Task instructions: Pull every line holding the word "facundobatista" from the data below and copy it.

Record extracts:
▬▬▬▬▬▬

PR #8, opened 2020-05-22
Have a version in the project, show it in the command and on startup.

facundobatista:
In the future, we could also build the version shown using what's in the file, plus the result of `git describe`, but first we'd need to have tags and (maybe) releases.

### DIFF
--- a/setup.py
+++ b/setup.py
@@ -16,7 +16,17 @@
 #
 # For further info, check https://github.com/canonical/charmcraft
 
+import ast
 import setuptools
+
+
+def get_version():
+    """Extract the version string from project's init."""
+    with open("charmcraft/__init__.py", "rt", encoding='utf8') as fh:
+        for line in fh:
+            if '__version__' in line:
+                return ast.literal_eval(line.split('=', 1)[1].strip())
+
 
 with open("README.md", "rt", encoding='utf8') as fh:
     long_description = fh.read()
@@ -26,7 +36,7 @@ with open("requirements.txt", "rt", encoding='utf8') as fh:
 
 setuptools.setup(
     name="charmcraft",
-    version="0.1.1",
+    version=get_version(),
     author="Facundo Batista",
     author_email="facundo.batista@canonical.com",
     description="The main tool to build, upload, and develop in general the Juju charms.",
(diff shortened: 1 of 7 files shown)


setup.py
```diff
@@ -16,8 +16,18 @@
 #
 # For further info, check https://github.com/canonical/charmcraft
 
+import ast
 import setuptools
 
+
+def get_version():
```
chipaca, line 23: why not `import charmcraft; return charmcraft.__version__`?

jameinel: Agreed.
finding a line in an __init__ script to literal_eval it seems odd here.

charmcraft/commands/version.py
```diff
@@ -29,35 +30,4 @@ class VersionCommand(BaseCommand):
...
-
-class CommandExampleError(BaseCommand):
-    """Just an example."""
-
-    name = 'example-error'
-    help_msg = "show msg in error"
-
-    def run(self, parsed_args):
-        logger.error("Example showing log in ERROR.")
+        logger.info('Version: %s', __version__)
```
jameinel, line 33: I really appreciate this, many tools have come to have this added, as it really aids in debugging when someone is reporting an issue.
In Juju we went as far as updating the build script to embed "git describe --dirty", which gives a version string and the exact hash, and a field to tell you if it might be including local changes as well.

tests/test_infra.py
```diff
@@ -74,3 +77,11 @@ def test_ensure_copyright():
     if issues:
         msg = "Please add copyright headers to the following files:\n" + "\n".join(issues)
         pytest.fail(msg, pytrace=False)
+
+
+def test_setup_version():
+    """Verify that setup.py is picking up the version correctly."""
+    cmd = [os.path.abspath('setup.py'), '--version']
```
jameinel, line 84: do you want
cmd = [sys.executable, os.path.abspath('setup.py')...
?

charmcraft/commands/version.py
facundobatista: Great! We could discuss in the future more specific versions, indeed!

tests/test_infra.py
facundobatista: setup.py is already executable, so just used it...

▬▬▬▬▬▬

Response to the task:
facundobatista:
facundobatista: Great! We could discuss in the future more specific versions, indeed!
facundobatista: setup.py is already executable, so just used it...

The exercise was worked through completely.